Revue trimestrielle d’investissement T4 2020

by James Macpherson

«Le capitalisme sans la faillite, c’est comme le christianisme sans l’enfer. Les marchés fonctionnent mieux lorsque les participants éprouvent une peur salutaire de la perte.» Howard Marks

«Les États-Unis suivent désormais un modèle selon lequel chaque président en exercice semble déterminé à alourdir la dette nationale autant que tous ses prédécesseurs réunis.» Gavekal, 18 décembre 2020

«Les gens me demandent toujours où les perspectives sont bonnes, mais ce n’est pas la bonne question. La bonne question est de savoir où elles sont les plus mauvaises.» John Templeton

Au quatrième trimestre 2020, les marchés ont confirmé la vigueur de leur reprise grâce à deux éléments. Premièrement, l’annonce de la mise au point et le début du déploiement de plusieurs vaccins efficaces contre la Covid, qui offrent de bonnes raisons d’espérer que la vie pourra retrouver son cours normal courant 2021. Deuxièmement, les résultats des élections américaines applaudis par les marchés qui ont accueilli avec enthousiasme la combinaison d’une administration Biden et d’un Sénat à majorité républicaine pour assurer une politique équilibrée. Le second tour du scrutin sénatorial en Géorgie le 5 janvier pourrait toutefois changer la donne, mais dans l’état actuel des choses, Joe Biden aura moins de latitude pour creuser les déficits budgétaires, introduire des règles plus strictes pour les grandes entreprises technologiques et augmenter les impôts. Les marchés ont donc terminé l’année en force, l’indice MSCI World (exprimé en dollars) progressant de 14%, ce qui constitue un rétablissement remarquable au vu du plongeon de 32% enregistré fin mars au plus fort de la panique provoquée par la Covid.

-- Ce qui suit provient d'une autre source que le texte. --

PR #360, opened 2017-10-02
Initial version of FunctionUsageComponent

michael:
image

Hacked the EditLinkTool to start prototyping the FunctionUsageComponent. We need to connect this now with the Mini editor, by parsing and analysing the mini expression.


michael:
Merging into bloody-edge for further integration work.

PR #361, opened 2017-10-05
WIP: Cell actions

michael:
We want to be able to change cell setting via keyboard. This will be relevant for spreadsheets as well, as we need a way to switch the language of a cell.

This requires new Substance API's that @oliver---- is working on. 

Don't merge!


oliver----:
I think this is obsolete.

oliver----:
@michael do you still need this branch?

PR #362, opened 2017-10-06
New Context/JsContext API

nokome:
This is a refactoring of the `Context` API with initial implementation for `JsContext`. The methods `runCode` and `callCode` have been replaced by `executeCode` which uses static analysis of the code to determine the inputs (names of variables that his block of code is dependant upon) and output (name of variable that is returned from the code). 

The value returned from :
```
executeCode('let b = 2 * a', {'a' : { type: 'integer', data: 2 } })
```
is:
```
{
    inputs: ['a'],
    output: 'b',
    value: { type: 'integer', data: 4 },
    errors: []
}
```

For `JsContext` the `output` is non-null (i.e. a string) if the last statement in the code is a variable declaration (e.g. `let x = 4`) or an identifier (e.g. `x`). See `tests/contexts/JsContext.test.js` for more examples. This convention will be used for other language contexts.

Note a change in the format of the "packed" value e.g. `{ type: 'integer', data: 2 }` instead of `{ type: 'integer', format: 'text', content: '2' }` (this is part other changes to value packing/unpacking to reduce confusion, make it more efficient and allow for "pointers" to values residing in remote contexts).

This requires `npm link stencila-libcore` at the `js-branch` (which adds a missing export)


oliver----:
Let's call it a first iteration.

PR #426, opened 2017-10-24
WIP: Working on Range expresssions

oliver----:


oliver----:
image

oliver----:
@nokome ^^
Getting closer, but...
having some troubles getting types of composites propagated through the system correctly/consistently.
Need to speed-down on this and do proper architectural design. We should specify this together

nokome:
@oliver: great, thanks! Yes, lets discuss some more

oliver----:
We want to produce `table` values for 2D ranges. @nokome it would be good to have libcore functions (such as `sum()`) support `table` values

oliver----:
stencila-range-expressions

oliver----:
@nokome ^^

PR #462, opened 2017-12-08
CellEditor - Iteration I

oliver----:


oliver----:
Shall I review?

michael:
Too early I would say... just tinkering around to get aware of all pieces involved, and set up new architecture and workflow.

oliver----:
@michael The slow response after confirming a cell, was related to the hierarchical listener. I have disabled this in substance. Let's see when we really need this, and then address it in the right way.

oliver----:
We should do some tidy-up and then get this merged.

src/sheet/SheetEditor.js
```diff
@@ -350,8 +350,25 @@ export default class SheetEditor extends AbstractEditor {
...
     let cell = this._getAnchorCell()
     let newValue = this._formulaEditorContext.node.getText()
+    let { anchorRow, anchorCol} = this._getSheetSelection()
+
+    // Select cell below
+    anchorRow += 1
+
     editorSession.transaction(tx => {
       tx.set(cell.getPath(), newValue)
+      tx.setSelection({
```
oliver----: There is a method in SheetComponent, which also shifts the viewport:
```
this.refs.sheet._nav(1, 0)
```
On the long run we should tidy-up the API of SheetComponent

oliver----:
@michael it would be good to rebase onto develop, resolving the merge conflict

michael:
I'm doing that right now.

src/sheet/SheetEditor.js
michael: Wanted to do it one flow. I guess we should have the _nav as a utility returning a new selection, and handle the this.send stuff in a separate method.

oliver----: I see. Yeah, I need to think how to make the SheetComponent API useful.
So let's stick with your implementation, and fix SheetComponent in a different iteration

src/sheet/SheetEditor.js
```diff
@@ -350,25 +350,10 @@ export default class SheetEditor extends AbstractEditor {
...
-          type: 'range',
-          anchorRow,
-          anchorCol,
-          focusRow: anchorRow,
-          focusCol: anchorCol
-        },
-        surfaceId: this.refs.sheet.getId()
-      })
+      let newSel = this.refs.sheet.shiftSelection(1, 0, false)
+      tx.setSelection(newSel)
```
michael: @oliver---- better like that?

oliver----: Yeah. Better that we don't see the internal selection data.
And with re viewport: SheetComponent should be smart enough to update the viewport automatically
If it doesn't we will fix it later.

oliver----:
I think it is good for this iteration.

oliver----:
Sweet.

oliver----:
Let's call it a PR. Want to push da button?

oliver----:
Ersta :)

michael:
@oliver---- I don't understand how this code works 🤷‍♂️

L’effondrement économique en 2020 a donné lieu à une récession très inhabituelle, au cours de laquelle les revenus des particuliers ont résisté, les mises en chantier de logements se sont accélérées, les introductions en bourse se sont multipliées et les entreprises ont émis de la dette à des taux très bas malgré la dégradation de la conjoncture. À la fin de l’année, l’encours de la dette à rendement négatif avait atteint le montant record de 17 700 milliards de dollars et quelque 80% des obligations mondiales de catégorie investissement se négociaient à 1% ou moins, tandis que les gouvernements faisaient tout leur possible pour faire face à la situation à l’aide de divers programmes de soutien. La pandémie a néanmoins creusé la fracture sociale et les inégalités salariales n’ont jamais été aussi importantes. Les gouvernements devraient donc continuer à subventionner les tranches de revenus inférieures, même si cela entraîne une surchauffe de l’économie causée par la forte croissance de la consommation. Contrairement à 2009, les dispositifs de relance ne se concentrent pas sur les bilans de banques en difficulté, mais sur le financement des dépenses publiques qui se répercutent sur l’économie réelle.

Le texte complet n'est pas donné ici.